[MATERIAL TO PROCESS — start]

PR #6362, opened 2026-07-30
[9726] - only allow withdraw_date parameter on v2025 api

kennyevil:
### Context

https://trello.com/c/zYXkrUbi/9726-issue-with-withdraw-endpoint-v20261-sandox-internal-server-error

`withdraw_date` is not a param on the v2026.1 api but is being allowed through which causes the withdraw endpoint to fail

Only allow `withdraw_date` on v2025

### Important business

- [x] Do we need to send any updates to TRS as part of the work in this PR?


Reyko (approved):

d-a-v-e (changes requested):
I think we can use `Api::Attributable`'s `ATTRIBUTES` by defining the model in `Api::Trainees::WithdrawController` and `include Api::Attributable` then the withdrawal_params can become:

```ruby
def withdrawal_params
  params.expect(data: attributes_klass::ATTRIBUTES - [:reasons] + [{ reasons: [] }])
end
```

tomtrentham (commented):
I think it's worth waiting until https://github.com/DFE-Digital/register-trainee-teachers/pull/6367 has been merged and then refactor this.

kennyevil:
As the 2025 api is no longer available, this PR is no longer required

PR #6368, opened 2026-08-04
[9732] - migrate FauAPI to cron job

d-a-v-e:
### Context

The FauAPI job failed after our shift to the new AY.

* respects the "new major version == new api" as FauAPI seems to work more cleanly this way
* moved away from bash scripts as complexity was getting out of hand
* moved to services and cron schedule for easier integration/testing

### Guidance to review

if we deploy this to `productiondata` we can manually run the cron job via sidekiq

### Important business


Reyko (approved):

app/jobs/fauapi/publish_catalogue_job.rb
```diff
@@ -0,0 +1,14 @@
+# frozen_string_literal: true
+
+module Fauapi
```
tomtrentham: I think it might be good to use the full service name, as it's not too long and will be clearer in the future. What do you think?
```suggestion
module FindAndUseAnAPI
```

config/sidekiq_cron_schedule.yml
```diff
@@ -65,3 +65,7 @@ check_rotp_providers:
   cron: "0 6 * * 3" # Every Wednesday at 06:00.
   class: "Rotp::CheckProvidersJob"
   queue: default
+publish_fauapi_catalogue:
+  cron: "0 5 * * 0" # Every Sunday at 05:00.
```
tomtrentham, line 69: This does mean it could be out of date for nearly a week. Did you consider a more frequent publish?

tomtrentham (commented):
I think this is a sensible change bringing things more into the app and out of the build/infra. A couple of questions inline.

Would be good to test on proddata when that has been reverted.

We'll also need to update the wiki docs.

config/sidekiq_cron_schedule.yml
d-a-v-e: yeah I defaulted to a week with a little thought but not married to once a week:
* FauAPI usage is low and not the first point of contact for our documentation
* updates to the API that would result in meaningful changes to FauAPI manifest are relatively infrequent
* if we want immediate parity (like our recent merge for AY changes) we can always just run the job via sidekiq

tomtrentham: OK, that's fine.

docs/find_and_use_an_api.md
tomtrentham, line 1: Sorry, could we just change this filename too for consistency? I think it's the last occurrence of 'fauapi'.

tomtrentham (commented):
Thanks for making the changes. Just one last thing 🙏 and then all good.

PR #6374, opened 2026-08-06
[9752] - improve dependabot setup

d-a-v-e:
### Context

[Trello card](https://trello.com/c/YwCREqw4/9752-improve-dependabot-setup)

Following on from a meeting with Tech Leads and SIRAs we should make some recommended changes to our dependabot setup for security reasons.

We can also take the opportunity to make other improvements as well.

#### Add cooldown period - 3 days 🟩

done, 3 for each

#### Add tech_docs 🟩
bundler entry at `/tech_docs`, daily (same as main app)

#### Consider grouping production and development updates 🟩
done - but "major" production updates are given their own PR rather than grouped

```yml
# main app
groups:
  production-minor-and-patch:
    dependency-type: production
    update-types: [minor, patch]
  development-dependencies:
    dependency-type: development
```

#### Consider including transitive dependencies 🟥
I've not set "Allow" for now - feels like this would create too much noise potentially, if im in the minority on this I could turn it on for now and we could be mindful of the increased volume of PRs opened and revert this.

### Guidance to review

Sanity check config against [documentation](https://docs.github.com/en/code-security/reference/supply-chain-security/dependabot-options-reference) and the "success" criteria:

* Add cooldown period - 3 days 🟩
* Add tech_docs 🟩
* Consider grouping production and development updates 🟩
* Consider including transitive dependencies 🟥

### Important business

### DIFF
--- a/.github/dependabot.yml
+++ b/.github/dependabot.yml
@@ -5,16 +5,53 @@ updates:
   schedule:
     interval: daily
   open-pull-requests-limit: 10
+  cooldown:
+    default-days: 3
+  groups:
+    production-minor-and-patch:
+      dependency-type: production
+      update-types:
+      - minor
+      - patch
+    development-dependencies:
+      dependency-type: development
+- package-ecosystem: bundler
+  directory: "/tech_docs"
+  schedule:
+    interval: daily
+  open-pull-requests-limit: 10
+  cooldown:
+    default-days: 3
+  groups:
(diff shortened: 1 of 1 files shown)


tomtrentham (approved):
This looks good to me. I agree with your assessment of the transitive dependencies, so let's leave that for now and see how it goes. We can revisit it in the future.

[MATERIAL TO PROCESS — finish]

## DIRECTIONS
Would you copy out exactly the lines above that start at the one containing "PR #6368, opened 2026-08-04" and end at the one containing "docs/find_and_use_an_api.md", inclusive?

## TASK OUTPUT
PR #6368, opened 2026-08-04
[9732] - migrate FauAPI to cron job

d-a-v-e:
### Context

The FauAPI job failed after our shift to the new AY.

* respects the "new major version == new api" as FauAPI seems to work more cleanly this way
* moved away from bash scripts as complexity was getting out of hand
* moved to services and cron schedule for easier integration/testing

### Guidance to review

if we deploy this to `productiondata` we can manually run the cron job via sidekiq

### Important business


Reyko (approved):

app/jobs/fauapi/publish_catalogue_job.rb
```diff
@@ -0,0 +1,14 @@
+# frozen_string_literal: true
+
+module Fauapi
```
tomtrentham: I think it might be good to use the full service name, as it's not too long and will be clearer in the future. What do you think?
```suggestion
module FindAndUseAnAPI
```

config/sidekiq_cron_schedule.yml
```diff
@@ -65,3 +65,7 @@ check_rotp_providers:
   cron: "0 6 * * 3" # Every Wednesday at 06:00.
   class: "Rotp::CheckProvidersJob"
   queue: default
+publish_fauapi_catalogue:
+  cron: "0 5 * * 0" # Every Sunday at 05:00.
```
tomtrentham, line 69: This does mean it could be out of date for nearly a week. Did you consider a more frequent publish?

tomtrentham (commented):
I think this is a sensible change bringing things more into the app and out of the build/infra. A couple of questions inline.

Would be good to test on proddata when that has been reverted.

We'll also need to update the wiki docs.

config/sidekiq_cron_schedule.yml
d-a-v-e: yeah I defaulted to a week with a little thought but not married to once a week:
* FauAPI usage is low and not the first point of contact for our documentation
* updates to the API that would result in meaningful changes to FauAPI manifest are relatively infrequent
* if we want immediate parity (like our recent merge for AY changes) we can always just run the job via sidekiq

tomtrentham: OK, that's fine.

docs/find_and_use_an_api.md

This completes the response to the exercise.